* [To do]:
Retype each line of the listing below, word for word.

Start of Material provided

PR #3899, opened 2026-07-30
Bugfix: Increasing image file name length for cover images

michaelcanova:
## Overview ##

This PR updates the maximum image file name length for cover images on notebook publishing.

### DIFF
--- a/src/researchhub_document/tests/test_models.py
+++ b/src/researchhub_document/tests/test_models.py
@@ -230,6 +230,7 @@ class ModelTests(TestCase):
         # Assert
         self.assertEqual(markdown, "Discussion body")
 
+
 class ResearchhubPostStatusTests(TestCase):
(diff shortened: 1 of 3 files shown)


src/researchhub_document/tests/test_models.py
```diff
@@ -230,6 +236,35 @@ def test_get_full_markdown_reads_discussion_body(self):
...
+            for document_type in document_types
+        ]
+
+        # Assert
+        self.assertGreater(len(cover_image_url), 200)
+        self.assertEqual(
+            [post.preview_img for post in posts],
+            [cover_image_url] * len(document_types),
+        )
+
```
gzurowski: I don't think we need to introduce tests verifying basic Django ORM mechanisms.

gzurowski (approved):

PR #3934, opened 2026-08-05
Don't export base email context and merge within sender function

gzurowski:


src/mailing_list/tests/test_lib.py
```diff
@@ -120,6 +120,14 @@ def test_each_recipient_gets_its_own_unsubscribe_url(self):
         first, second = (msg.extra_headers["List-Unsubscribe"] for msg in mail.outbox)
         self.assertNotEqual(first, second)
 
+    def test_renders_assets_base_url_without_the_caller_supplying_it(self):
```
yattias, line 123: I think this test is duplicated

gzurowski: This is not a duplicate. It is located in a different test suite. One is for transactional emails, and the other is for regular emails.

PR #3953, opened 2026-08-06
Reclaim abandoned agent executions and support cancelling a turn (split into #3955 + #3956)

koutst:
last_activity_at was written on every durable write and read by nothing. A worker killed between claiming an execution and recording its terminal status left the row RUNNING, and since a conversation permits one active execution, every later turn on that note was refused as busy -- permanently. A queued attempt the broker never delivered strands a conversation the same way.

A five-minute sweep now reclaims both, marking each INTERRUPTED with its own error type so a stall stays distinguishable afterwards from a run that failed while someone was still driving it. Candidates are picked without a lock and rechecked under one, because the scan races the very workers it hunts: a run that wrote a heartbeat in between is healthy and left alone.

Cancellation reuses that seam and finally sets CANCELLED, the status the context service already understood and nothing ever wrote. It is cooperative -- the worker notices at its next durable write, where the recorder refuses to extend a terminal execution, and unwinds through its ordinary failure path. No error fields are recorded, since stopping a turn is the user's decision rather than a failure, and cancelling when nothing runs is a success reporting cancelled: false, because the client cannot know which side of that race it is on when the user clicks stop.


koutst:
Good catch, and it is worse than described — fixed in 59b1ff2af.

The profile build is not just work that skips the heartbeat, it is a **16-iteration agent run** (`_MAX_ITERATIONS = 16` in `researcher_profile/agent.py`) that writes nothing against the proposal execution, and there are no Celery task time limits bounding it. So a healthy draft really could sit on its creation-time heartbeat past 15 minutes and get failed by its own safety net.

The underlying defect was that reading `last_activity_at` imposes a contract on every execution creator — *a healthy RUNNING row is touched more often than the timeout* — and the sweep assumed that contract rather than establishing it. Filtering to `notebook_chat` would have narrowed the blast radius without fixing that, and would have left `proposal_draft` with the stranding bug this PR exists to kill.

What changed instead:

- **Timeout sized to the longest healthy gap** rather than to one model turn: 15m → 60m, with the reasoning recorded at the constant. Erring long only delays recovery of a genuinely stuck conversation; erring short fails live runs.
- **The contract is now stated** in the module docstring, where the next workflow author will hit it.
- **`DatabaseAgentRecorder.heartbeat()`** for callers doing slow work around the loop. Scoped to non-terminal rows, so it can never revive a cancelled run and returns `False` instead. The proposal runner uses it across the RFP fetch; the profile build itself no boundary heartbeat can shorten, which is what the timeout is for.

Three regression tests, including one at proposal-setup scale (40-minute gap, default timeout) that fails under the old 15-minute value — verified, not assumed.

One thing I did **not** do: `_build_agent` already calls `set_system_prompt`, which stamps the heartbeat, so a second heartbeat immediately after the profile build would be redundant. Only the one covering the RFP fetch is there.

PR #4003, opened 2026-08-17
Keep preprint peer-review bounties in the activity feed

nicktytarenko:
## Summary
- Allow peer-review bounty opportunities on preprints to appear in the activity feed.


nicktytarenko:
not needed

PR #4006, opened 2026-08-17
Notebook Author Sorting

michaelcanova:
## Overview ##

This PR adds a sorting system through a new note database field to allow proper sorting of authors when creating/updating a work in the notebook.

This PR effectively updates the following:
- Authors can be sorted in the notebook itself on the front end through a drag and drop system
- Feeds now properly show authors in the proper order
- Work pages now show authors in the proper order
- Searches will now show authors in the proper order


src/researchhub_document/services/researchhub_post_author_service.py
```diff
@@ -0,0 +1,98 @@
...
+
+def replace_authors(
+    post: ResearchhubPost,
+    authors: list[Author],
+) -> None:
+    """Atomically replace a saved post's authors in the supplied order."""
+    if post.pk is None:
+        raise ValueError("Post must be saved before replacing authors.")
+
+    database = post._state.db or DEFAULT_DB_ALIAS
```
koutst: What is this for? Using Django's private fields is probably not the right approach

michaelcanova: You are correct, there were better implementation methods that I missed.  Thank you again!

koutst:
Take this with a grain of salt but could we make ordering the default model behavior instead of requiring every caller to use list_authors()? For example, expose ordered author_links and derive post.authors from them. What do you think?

End of Material provided

* [The answer]:
PR #3899, opened 2026-07-30
Bugfix: Increasing image file name length for cover images

michaelcanova:
## Overview ##

This PR updates the maximum image file name length for cover images on notebook publishing.

### DIFF
--- a/src/researchhub_document/tests/test_models.py
+++ b/src/researchhub_document/tests/test_models.py
@@ -230,6 +230,7 @@ class ModelTests(TestCase):
         # Assert
         self.assertEqual(markdown, "Discussion body")
 
+
 class ResearchhubPostStatusTests(TestCase):
(diff shortened: 1 of 3 files shown)


src/researchhub_document/tests/test_models.py
```diff
@@ -230,6 +236,35 @@ def test_get_full_markdown_reads_discussion_body(self):
...
+            for document_type in document_types
+        ]
+
+        # Assert
+        self.assertGreater(len(cover_image_url), 200)
+        self.assertEqual(
+            [post.preview_img for post in posts],
+            [cover_image_url] * len(document_types),
+        )
+
```
gzurowski: I don't think we need to introduce tests verifying basic Django ORM mechanisms.

gzurowski (approved):

PR #3934, opened 2026-08-05
Don't export base email context and merge within sender function

gzurowski:


src/mailing_list/tests/test_lib.py
```diff
@@ -120,6 +120,14 @@ def test_each_recipient_gets_its_own_unsubscribe_url(self):
         first, second = (msg.extra_headers["List-Unsubscribe"] for msg in mail.outbox)
         self.assertNotEqual(first, second)
 
+    def test_renders_assets_base_url_without_the_caller_supplying_it(self):
```
yattias, line 123: I think this test is duplicated

gzurowski: This is not a duplicate. It is located in a different test suite. One is for transactional emails, and the other is for regular emails.

PR #3953, opened 2026-08-06
Reclaim abandoned agent executions and support cancelling a turn (split into #3955 + #3956)

koutst:
last_activity_at was written on every durable write and read by nothing. A worker killed between claiming an execution and recording its terminal status left the row RUNNING, and since a conversation permits one active execution, every later turn on that note was refused as busy -- permanently. A queued attempt the broker never delivered strands a conversation the same way.

A five-minute sweep now reclaims both, marking each INTERRUPTED with its own error type so a stall stays distinguishable afterwards from a run that failed while someone was still driving it. Candidates are picked without a lock and rechecked under one, because the scan races the very workers it hunts: a run that wrote a heartbeat in between is healthy and left alone.

Cancellation reuses that seam and finally sets CANCELLED, the status the context service already understood and nothing ever wrote. It is cooperative -- the worker notices at its next durable write, where the recorder refuses to extend a terminal execution, and unwinds through its ordinary failure path. No error fields are recorded, since stopping a turn is the user's decision rather than a failure, and cancelling when nothing runs is a success reporting cancelled: false, because the client cannot know which side of that race it is on when the user clicks stop.


koutst:
Good catch, and it is worse than described — fixed in 59b1ff2af.

The profile build is not just work that skips the heartbeat, it is a **16-iteration agent run** (`_MAX_ITERATIONS = 16` in `researcher_profile/agent.py`) that writes nothing against the proposal execution, and there are no Celery task time limits bounding it. So a healthy draft really could sit on its creation-time heartbeat past 15 minutes and get failed by its own safety net.

The underlying defect was that reading `last_activity_at` imposes a contract on every execution creator — *a healthy RUNNING row is touched more often than the timeout* — and the sweep assumed that contract rather than establishing it. Filtering to `notebook_chat` would have narrowed the blast radius without fixing that, and would have left `proposal_draft` with the stranding bug this PR exists to kill.

What changed instead:

- **Timeout sized to the longest healthy gap** rather than to one model turn: 15m → 60m, with the reasoning recorded at the constant. Erring long only delays recovery of a genuinely stuck conversation; erring short fails live runs.
- **The contract is now stated** in the module docstring, where the next workflow author will hit it.
- **`DatabaseAgentRecorder.heartbeat()`** for callers doing slow work around the loop. Scoped to non-terminal rows, so it can never revive a cancelled run and returns `False` instead. The proposal runner uses it across the RFP fetch; the profile build itself no boundary heartbeat can shorten, which is what the timeout is for.

Three regression tests, including one at proposal-setup scale (40-minute gap, default timeout) that fails under the old 15-minute value — verified, not assumed.

One thing I did **not** do: `_build_agent` already calls `set_system_prompt`, which stamps the heartbeat, so a second heartbeat immediately after the profile build would be redundant. Only the one covering the RFP fetch is there.

PR #4003, opened 2026-08-17
Keep preprint peer-review bounties in the activity feed

nicktytarenko:
## Summary
- Allow peer-review bounty opportunities on preprints to appear in the activity feed.


nicktytarenko:
not needed

PR #4006, opened 2026-08-17
Notebook Author Sorting

michaelcanova:
## Overview ##

This PR adds a sorting system through a new note database field to allow proper sorting of authors when creating/updating a work in the notebook.

This PR effectively updates the following:
- Authors can be sorted in the notebook itself on the front end through a drag and drop system
- Feeds now properly show authors in the proper order
- Work pages now show authors in the proper order
- Searches will now show authors in the proper order


src/researchhub_document/services/researchhub_post_author_service.py
```diff
@@ -0,0 +1,98 @@
...
+
+def replace_authors(
+    post: ResearchhubPost,
+    authors: list[Author],
+) -> None:
+    """Atomically replace a saved post's authors in the supplied order."""
+    if post.pk is None:
+        raise ValueError("Post must be saved before replacing authors.")
+
+    database = post._state.db or DEFAULT_DB_ALIAS
```
koutst: What is this for? Using Django's private fields is probably not the right approach

michaelcanova: You are correct, there were better implementation methods that I missed.  Thank you again!

koutst:
Take this with a grain of salt but could we make ordering the default model behavior instead of requiring every caller to use list_authors()? For example, expose ordered author_links and derive post.authors from them. What do you think?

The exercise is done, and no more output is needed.